Um antigo provérbio latino dizia “louvai o mar, mas conservai-vos na margem”. Outro russo alertava “louva o mar, sentado no aquecedor”. O medo habita o desconhecido e por muitos séculos o mar era este lugar. Um espaço explorado pela literatura, com seres marinhos gigantes, monstruosos. No livro “História do Medo no Ocidente'', Jean Delumeau aborda incansavelmente o temor, por séculos, da representação do desconhecido mar, muito antes da gloriosa figura de Iemanjá.

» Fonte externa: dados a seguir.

PR #1756, opened 2022-07-27
copy_if doesn't require copy assignment operator for OutputIterator

mfbalin:
For OutputIterators who don't have copy assignment operator, the assignment into result was giving a compiler error. This change avoids using the copy assignment operator.

### DIFF
--- a/thrust/system/cuda/detail/cdp_dispatch.h
+++ b/thrust/system/cuda/detail/cdp_dispatch.h
@@ -46,7 +46,7 @@
 
 // seq_impl unused.
 #define THRUST_CDP_DISPATCH(par_impl, seq_impl)                                \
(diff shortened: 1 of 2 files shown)


GPUtester:

allisonvacanti (changes requested):
The change looks reasonable, but go ahead and remove the `return` statement following the `THRUST_CDP_DISPATCH` macro -- compilers will flag that as unreachable code and emit warnings.

allisonvacanti (approved):

allisonvacanti:
run tests

miscco (approved):
Thanks a lot for that contribution! 🎉

allisonvacanti:
run tests

PR #206, opened 2017-11-25
Work in progress: Add PGP operations using kbpgp

tlwr:
Continuation of #195 but using `kbpgp` instead of `openpgpjs` based on discussion in Gitter.

`kbpgp` has been a bit easier to work with and supports ECC.

Here is an initial spike of just one operation: "Generate PGP Key Pair".

@artemisbot I'd like to collaborate with you on this.

As of yet I have not yet found a nice way of working with the `kbpgp` API as it is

O autor também relata que as populações do Ocidente foram diretamente afetadas, há alguns séculos, por um profundo abalo psíquico provocado pelo medo. A angústia tinha o poder de desagregar as sociedades por meio de indivíduos submetidos a remetidos estresses. Temores provocados pelo desconhecido, mas também por guerras, doenças, pelo oculto da religião. Eram fobias introduzidas em doses de desespero.

Em uma recente reportagem sobre casos de enfermeiros que não aplicaram corretamente a vacina contra a Covid-19, uma leitora perguntou se havia algum exame para comprovar a aplicação, pois ela iria sozinha e não tinha quem filmasse o procedimento. O medo! O medo de pegar a doença, de morrer, de transmitir para os próximos. O medo de não receber corretamente a vacina da qual tem direito. O medo de perder o emprego, de não ter dinheiro, comida. O medo de adoecer e não ter oxigênio ou remédios para intubação, ou de sequer ter vaga no hospital. O medo de pedir para alguém vestir a máscara e levar um soco na cara, ou um tiro. O medo de um golpe político, da instabilidade. O medo!

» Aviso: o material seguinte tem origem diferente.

Issue #211, opened 2017-12-14
Bug report: Netbios Decode is broke


bwhitn:
### Summary

Netbios decode name spits out garbage and appears to have consistency issues as the string will change with every bake. 

### Example
[(https://gchq.github.io/CyberChef/#recipe=Unescape_string()Decode_NetBIOS_Name(0)&input=XHg0Nlx4NDVceDQ1XHg0Nlx4NDZceDQ0XHg0NVx4NDVceDQ2XHg0NVx4NDVceDQ1XHg0NVx4NDVceDQ2XHg0NFx4NDZceDQ0XHg0Nlx4NDRceDQzXHg0MVx4NDNceDQxXHg0M1x4NDFceDQzXHg0MVx4NDNceDQxXHg0M1x4NDE)]

n1474335:
Fixed in #212

PR #212, opened 2017-12-16
Fix NetBIOS

bwhitn:
Fixed the NetBIOS decode I think. I added some decode and encoded test sort of based off RFC1001. I had to modify it a bit as I am pretty sure the example in the RFC is incorrect. I also added some checks and formatting to the functions.

This should fix issue [#211](https://github.com/gchq/CyberChef/issues/211)


n1474335:
Good fix, thank you.

I've slightly modified your solution by adding the space padding before the name is converted, and removing it without having to convert to and from a string. This means that we don't need to import the Utils library.

Issue #208, opened 2017-12-01
Operation request: Number parsing and Arithmetic operations


AndreFlakowski:
### Summary
After filtering down a text to numbers, add arithmetic operations on the filtered results. to produce a single result output.

I often see textual stats from e. g. CLI output that I want to process a little further to get a mean or a sum.
Possible issues are handling of commutative and associative properties of subtraction division.

### Example
Input:
Bananas: 50 pcs.
Apples: 5 pcs.
Oranges 2.5 pcs.

Recipe: 
Regex(\d+(?:[.,]\d+)*)
New Feature: sum(lines)
or: mean(lines)
or: multiply(lines)
etc.

[Example](https://gchq.github.io/CyberChef/#recipe=Regular_expression('User%20defined','%5C%5Cd%2B(?:%5B.,%5D%5C%5Cd%2B)*',true,true,false,'List%20matches')&input=QmFuYW5hczogNTAgcGNzLgpBcHBsZXM6IDUgcGNzLgpPcmFuZ2VzIDIuNSBwY3Mu)

Hope you find the Idea feasible for CyberChef.

Regards,
André

n1474335:
I would see this as a set of operations that perform arithmetic on the input. The delimiter can be set either as a newline, a comma, a tab etc. in much the same way as the [Unique](https://gchq.github.io/CyberChef/#recipe=Unique('Line%20feed')&input=MQoyCjQKMwozCjIKMQ) operation.

Some operation ideas:
- Sum
- Mean
- Median
- Product (or multiply)

We could even support more statistical functions like standard deviation.

If someone would like to have go at this, it shouldn't be too hard. Perhaps if you've been looking for something easy to get started on, this could be a good candidate. Feel free to ask for help and advice here or in the Gitter chat room: https://gitter.im/gchq/CyberChef

n1474335:
Closed in #215.

[Example](https://gchq.github.io/CyberChef/#recipe=Regular_expression('User%20defined','%5C%5Cd%2B(?:%5B.,%5D%5C%5Cd%2B)*',true,true,false,'List%20matches')Multiply('Line%20feed')&input=QmFuYW5hczogNTAgcGNzLgpBcHBsZXM6IDUgcGNzLgpPcmFuZ2VzIDIuNSBwY3Mu)

PR #215, opened 2017-12-18
Arithmetic

bwhitn:
This should add math functions as requested in #208. It makes a best guess at the number format.


n1474335:
I'm slightly torn over whether these should be separate operations or not. I think they probably should, especially as it will make them easier to search for. At the very least, we should include the names of each of the arithmetic ops in the description so that they turn up in the search results.

What do people think about these ops being separate or accessible through one all-encompassing "Arithmetic" op? It feels to me that if we go down this route, all the logical ops (NOT, OR, AND etc.) should be encompassed in a similar manner. The same could probably be said for all the various types of encryption and encoding ops.

bwhitn:
I was kinda torn over it too but I got to thinking that they all have the same args and doing similar functions (i.e. Math). With the logical ops they are doing similar functions and a lot of them have the same args but not all of them. I always forget about being able to search the operation though.

src/core/operations/Arithmetic.js
```diff
@@ -0,0 +1,208 @@
...
+
+
+    /**
+     *
+     *
+     * @param {string} input
+     * @param {Object[]} args
+     * @returns {number}
+     */
+    computeSum: function(input, args) {
```
n1474335: It's convention to name operation functions starting with the word "run", so this would be `runSum` and the next would be `runSub` etc.

n1474335:
Awesome work again!

I've made the following small tweaks:
- Moved the operation configs further up the OperationConfig.js file, as this has a bearing on where they appear in search results.
- Modified the description for the "Sum" operation to include the phrase "add together" so it can be searched for using that term.
- Changed the return types for each of the functions to "number" instead of "string". Each operation now returns `NaN` if it receives no valid input.
- Re-ordered the `DELIM_OPTIONS` list so that "Line feed" is the first option. I personally think this will be the most common format required.

I like your use of the `reduce` function. It's nice, clean code.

Vivemos um cenário perfeito para ampliar medos, assustar, causar confusão generalizada e, assim, nos apegarmos a qualquer saída divulgada como mais simples, rápida e fácil. Com o mar (!) de fake news que inundam nossa vida diariamente e também contribuem para encharcar a sociedade de medo, um possível Estado de Sítio pode ser divulgado como algo bom, uma solução viável e necessária. O medo está causando o momento perfeito para esta situação. Novamente o medo do mar, mas um mar de ignorância.

Diogo Cavazotti - mestre em Direitos Humanos e Direito Internacional Humanitário.